[Recorded data]

----------

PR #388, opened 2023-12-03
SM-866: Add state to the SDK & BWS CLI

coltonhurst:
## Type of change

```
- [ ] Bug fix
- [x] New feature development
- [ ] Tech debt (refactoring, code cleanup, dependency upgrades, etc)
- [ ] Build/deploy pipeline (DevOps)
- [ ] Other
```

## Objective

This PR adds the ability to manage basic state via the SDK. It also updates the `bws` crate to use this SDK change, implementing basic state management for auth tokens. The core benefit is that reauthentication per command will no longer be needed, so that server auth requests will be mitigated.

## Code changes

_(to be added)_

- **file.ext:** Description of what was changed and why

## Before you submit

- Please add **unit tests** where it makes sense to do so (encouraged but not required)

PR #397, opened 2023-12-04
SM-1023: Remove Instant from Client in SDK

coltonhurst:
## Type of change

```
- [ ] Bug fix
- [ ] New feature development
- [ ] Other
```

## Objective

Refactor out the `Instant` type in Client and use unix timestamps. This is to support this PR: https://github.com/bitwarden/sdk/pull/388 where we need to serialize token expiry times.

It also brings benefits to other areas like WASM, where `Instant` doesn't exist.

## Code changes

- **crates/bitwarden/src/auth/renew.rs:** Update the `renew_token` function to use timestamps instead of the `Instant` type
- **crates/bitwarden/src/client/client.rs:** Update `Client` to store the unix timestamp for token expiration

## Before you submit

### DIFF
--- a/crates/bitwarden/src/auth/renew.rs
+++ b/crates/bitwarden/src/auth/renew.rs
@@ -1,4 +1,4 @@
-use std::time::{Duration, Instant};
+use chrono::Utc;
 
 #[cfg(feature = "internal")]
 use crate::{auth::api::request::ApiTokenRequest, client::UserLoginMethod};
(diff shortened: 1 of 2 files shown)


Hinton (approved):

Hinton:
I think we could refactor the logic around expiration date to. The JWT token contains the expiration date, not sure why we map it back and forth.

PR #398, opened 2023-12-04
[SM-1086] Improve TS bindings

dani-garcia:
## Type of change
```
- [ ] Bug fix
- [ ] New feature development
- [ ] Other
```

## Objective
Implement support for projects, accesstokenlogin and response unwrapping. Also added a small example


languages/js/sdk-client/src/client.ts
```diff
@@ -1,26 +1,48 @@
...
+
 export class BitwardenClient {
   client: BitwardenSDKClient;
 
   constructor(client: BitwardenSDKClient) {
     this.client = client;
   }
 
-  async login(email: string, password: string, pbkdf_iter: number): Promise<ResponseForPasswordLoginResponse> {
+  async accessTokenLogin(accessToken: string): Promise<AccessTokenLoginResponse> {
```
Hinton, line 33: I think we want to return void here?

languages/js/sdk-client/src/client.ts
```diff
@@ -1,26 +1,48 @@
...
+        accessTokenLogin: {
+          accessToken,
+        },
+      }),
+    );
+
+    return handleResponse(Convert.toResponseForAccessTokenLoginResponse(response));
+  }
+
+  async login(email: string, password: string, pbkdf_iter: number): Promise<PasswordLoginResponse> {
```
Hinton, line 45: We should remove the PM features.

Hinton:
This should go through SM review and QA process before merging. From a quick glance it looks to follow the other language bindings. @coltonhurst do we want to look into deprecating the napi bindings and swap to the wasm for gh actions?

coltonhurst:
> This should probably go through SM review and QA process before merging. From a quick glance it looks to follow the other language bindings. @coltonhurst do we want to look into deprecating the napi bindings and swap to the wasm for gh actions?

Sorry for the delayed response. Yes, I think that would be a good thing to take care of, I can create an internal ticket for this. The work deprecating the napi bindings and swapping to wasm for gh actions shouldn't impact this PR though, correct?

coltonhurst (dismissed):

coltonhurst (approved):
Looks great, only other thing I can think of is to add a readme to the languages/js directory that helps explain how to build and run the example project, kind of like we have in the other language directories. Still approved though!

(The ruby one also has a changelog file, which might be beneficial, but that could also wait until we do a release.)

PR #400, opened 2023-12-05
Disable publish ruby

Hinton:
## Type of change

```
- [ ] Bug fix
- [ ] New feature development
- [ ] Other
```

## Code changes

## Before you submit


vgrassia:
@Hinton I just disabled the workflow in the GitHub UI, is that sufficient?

----------

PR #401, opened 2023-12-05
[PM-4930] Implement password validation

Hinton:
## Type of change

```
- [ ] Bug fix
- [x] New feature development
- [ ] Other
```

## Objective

----------

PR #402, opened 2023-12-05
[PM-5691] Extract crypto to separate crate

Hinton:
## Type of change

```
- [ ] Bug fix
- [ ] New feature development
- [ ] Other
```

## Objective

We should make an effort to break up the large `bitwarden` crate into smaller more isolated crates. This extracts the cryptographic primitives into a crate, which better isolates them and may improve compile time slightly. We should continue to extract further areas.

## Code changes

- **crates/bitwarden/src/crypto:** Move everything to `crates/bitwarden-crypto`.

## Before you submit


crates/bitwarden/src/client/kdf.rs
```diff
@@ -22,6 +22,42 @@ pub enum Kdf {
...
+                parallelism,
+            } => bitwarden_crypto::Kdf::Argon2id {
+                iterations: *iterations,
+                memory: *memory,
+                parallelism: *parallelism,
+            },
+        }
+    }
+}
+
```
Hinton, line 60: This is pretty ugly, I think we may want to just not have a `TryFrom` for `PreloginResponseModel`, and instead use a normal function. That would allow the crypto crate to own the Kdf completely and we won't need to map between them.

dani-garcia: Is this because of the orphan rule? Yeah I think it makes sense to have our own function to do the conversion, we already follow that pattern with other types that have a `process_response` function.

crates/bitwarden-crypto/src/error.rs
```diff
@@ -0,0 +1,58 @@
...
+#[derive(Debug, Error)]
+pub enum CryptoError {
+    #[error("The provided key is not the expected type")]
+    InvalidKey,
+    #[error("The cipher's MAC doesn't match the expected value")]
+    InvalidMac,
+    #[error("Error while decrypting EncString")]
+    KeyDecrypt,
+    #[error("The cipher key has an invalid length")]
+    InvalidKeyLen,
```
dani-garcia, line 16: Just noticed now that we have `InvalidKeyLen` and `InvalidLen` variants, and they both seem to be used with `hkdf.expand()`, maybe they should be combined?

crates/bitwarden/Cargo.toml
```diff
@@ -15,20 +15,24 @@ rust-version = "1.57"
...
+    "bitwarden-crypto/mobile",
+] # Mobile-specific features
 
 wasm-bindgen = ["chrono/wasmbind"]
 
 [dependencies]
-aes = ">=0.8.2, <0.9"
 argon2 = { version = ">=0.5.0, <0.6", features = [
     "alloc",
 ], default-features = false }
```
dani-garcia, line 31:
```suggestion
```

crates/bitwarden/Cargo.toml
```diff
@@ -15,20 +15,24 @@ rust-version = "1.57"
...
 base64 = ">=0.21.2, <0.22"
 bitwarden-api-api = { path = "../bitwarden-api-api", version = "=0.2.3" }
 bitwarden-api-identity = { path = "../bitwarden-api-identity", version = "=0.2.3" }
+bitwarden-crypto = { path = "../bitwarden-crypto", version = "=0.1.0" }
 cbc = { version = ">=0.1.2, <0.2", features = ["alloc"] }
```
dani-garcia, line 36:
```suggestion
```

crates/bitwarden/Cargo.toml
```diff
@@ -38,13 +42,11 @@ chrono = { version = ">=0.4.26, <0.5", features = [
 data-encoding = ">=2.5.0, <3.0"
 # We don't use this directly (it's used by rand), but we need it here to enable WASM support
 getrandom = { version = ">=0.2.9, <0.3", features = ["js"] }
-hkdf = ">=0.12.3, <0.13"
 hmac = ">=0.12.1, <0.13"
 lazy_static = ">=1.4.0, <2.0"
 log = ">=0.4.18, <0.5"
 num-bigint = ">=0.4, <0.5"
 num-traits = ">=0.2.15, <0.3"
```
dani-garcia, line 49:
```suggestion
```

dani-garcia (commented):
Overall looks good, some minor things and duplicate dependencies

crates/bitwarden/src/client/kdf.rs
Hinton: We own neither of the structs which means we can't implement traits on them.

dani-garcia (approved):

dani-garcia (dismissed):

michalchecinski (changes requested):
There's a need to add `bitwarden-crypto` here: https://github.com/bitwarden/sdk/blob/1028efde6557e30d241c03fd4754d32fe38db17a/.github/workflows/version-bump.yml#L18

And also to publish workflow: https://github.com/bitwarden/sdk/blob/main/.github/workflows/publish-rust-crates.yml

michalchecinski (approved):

----------

ASSIGNED TASK
The answer must consist of each line from the entries that contains the string "function".

TASK SOLUTION
- **crates/bitwarden/src/auth/renew.rs:** Update the `renew_token` function to use timestamps instead of the `Instant` type
Hinton, line 60: This is pretty ugly, I think we may want to just not have a `TryFrom` for `PreloginResponseModel`, and instead use a normal function. That would allow the crypto crate to own the Kdf completely and we won't need to map between them.
dani-garcia: Is this because of the orphan rule? Yeah I think it makes sense to have our own function to do the conversion, we already follow that pattern with other types that have a `process_response` function.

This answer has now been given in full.